WHAT THE TASK ASKS: Go through the records below and return each line that has "approved" in it.

#### DATA FOR THIS EXERCISE ####

PR #1525, opened 2022-04-22
expose setPushTokenString method

aboedo:
`purchases-hybrid-common` sets the push token as a string, since we can't send Data in the hybrids. 

It used to use a header that would expose the method, but that's not compatible with purchases-ios v4, since it was essentially exploiting how message-passing works for objc. 

This exposes the method, which I don't think is a bad thing, it seems kind of convenient if for whatever reason you already have it as a string.

### DIFF
--- a/Sources/Purchasing/Purchases.swift
+++ b/Sources/Purchasing/Purchases.swift
@@ -524,6 +524,18 @@ extension Purchases {
     }
 
     /**
+     * Subscriber attribute associated with the push token for the user.
+     *
+     * #### Related Articles
+     * -  [Subscriber attributes](https://docs.revenuecat.com/docs/subscriber-attributes)
+     *
+     * - Parameter pushToken: `nil` will delete the subscriber attribute.
+     */
+    @objc public func setPushTokenString(_ pushToken: String?) {
+        subscriberAttributesManager.setPushTokenString(pushToken, appUserID: appUserID)
+    }
+
+    /**
      * Subscriber attribute associated with the Adjust Id for the user.
      * Required for the RevenueCat Adjust integration.
      *
--- a/Tests/APITesters/ObjCAPITester/ObjCAPITester/RCPurchasesAPI.m
+++ b/Tests/APITesters/ObjCAPITester/ObjCAPITester/RCPurchasesAPI.m
@@ -113,6 +113,8 @@ BOOL isAnonymous;
     [p setDisplayName: @""];
     [p setPushToken: nil];
     [p setPushToken: [@"" dataUsingEncoding: NSUTF8StringEncoding]];
+    [p setPushTokenString: @""];
+    [p setPushTokenString: nil];
     [p setAdjustID: nil];
     [p setAdjustID: @""];
     [p setAppsflyerID: nil];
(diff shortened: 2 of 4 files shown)


Sources/Purchasing/Purchases.swift
```diff
@@ -523,6 +523,18 @@ extension Purchases {
...
 
+    /**
+     * Subscriber attribute associated with the push token for the user.
+     *
+     * #### Related Articles
+     * -  [Subscriber attributes](https://docs.revenuecat.com/docs/subscriber-attributes)
+     *
+     * - Parameter pushToken: `nil` will delete the subscriber attribute.
+     */
+    @objc public func setPushTokenString(_ pushToken: String?) {
```
NachoSoto, line 534: What do you think about overloading the name in Swift, and only changing it in Objective-C since it doesn't support it?
```suggestion
    @objc(setPushTokenString:)
    public func setPushToken(_ pushToken: String?) {
```

Sources/Purchasing/Purchases.swift
```diff
@@ -523,6 +523,18 @@ extension Purchases {
         subscriberAttributesManager.setPushToken(pushToken, appUserID: appUserID)
     }
 
+    /**
+     * Subscriber attribute associated with the push token for the user.
+     *
+     * #### Related Articles
+     * -  [Subscriber attributes](https://docs.revenuecat.com/docs/subscriber-attributes)
+     *
+     * - Parameter pushToken: `nil` will delete the subscriber attribute.
```
NachoSoto, line 532: Maybe reference the other method here, and this method in the other one?

Sources/Purchasing/Purchases.swift
aboedo: I should have added a comment on the PR to clarify that in advance

Sources/Purchasing/Purchases.swift
aboedo: great idea! adding

Sources/Purchasing/Purchases.swift
NachoSoto: Did you try `Purchases/setPushToken(_: String)` and `Purchases/setPushToken(_: Data)`?
I wonder if the "better" name is worth more than linking both methods with a DocC-string.

NachoSoto (approved):
Thanks for checking though! It's an ugly name (Swift has overloads for this purpose), but not the worst thing I suppose.

Sources/Purchasing/Purchases.swift
aboedo: image

I'd love to get that working, though, I just don't know a good way to do it

NachoSoto: We could just not add the related symbol? 🤷🏻‍♂️

aboedo: sure, but the other place where it happens is in Purchases.md([renders this site](https://revenuecat.github.io/purchases-ios-docs/4.2.1/documentation/revenuecat/purchases)) and in RevenueCat.md ([renders this site](https://revenuecat.github.io/purchases-ios-docs/4.2.1/documentation/revenuecat/)), which serve as indexes for public methods. 

If we add most methods in there but leave out any, they won't be rendered in the Revenuecat page at all, and they'll only show up at the bottom of the Purchases.md site

NachoSoto: Not worth wasting more time then, ship it!

PR #1531, opened 2022-04-25
`PackageType`: simplified `typesByDescription` and implemented `CustomDebugStringConvertible`

NachoSoto:


Sources/Purchasing/Package.swift
```diff
@@ -148,7 +158,7 @@ private extension PackageType {
      * - Parameter string: A string that maps to a enumeration value of type ``PackageType``
      * - Returns: a ``PackageType`` for the given string.
      */
-    class func packageType(from string: String) -> PackageType {
+    static func packageType(from string: String) -> PackageType {
```
NachoSoto, line 161: This doesn't need dynamic dispatch.

Sources/Purchasing/Package.swift
```diff
@@ -57,20 +74,13 @@ private extension PackageType {
...
 
-    static var typesByDescription: [String: PackageType] {
-        [
-            "$rc_lifetime": .lifetime,
-            "$rc_annual": .annual,
-            "$rc_six_month": .sixMonth,
-            "$rc_three_month": .threeMonth,
-            "$rc_two_month": .twoMonth,
-            "$rc_monthly": .monthly,
-            "$rc_weekly": .weekly
```
NachoSoto, line 71: These were all duplicated from `description` which was error prone.

aboedo (approved):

####

RESPONSE TO THIS EXERCISE:
NachoSoto (approved):
aboedo (approved):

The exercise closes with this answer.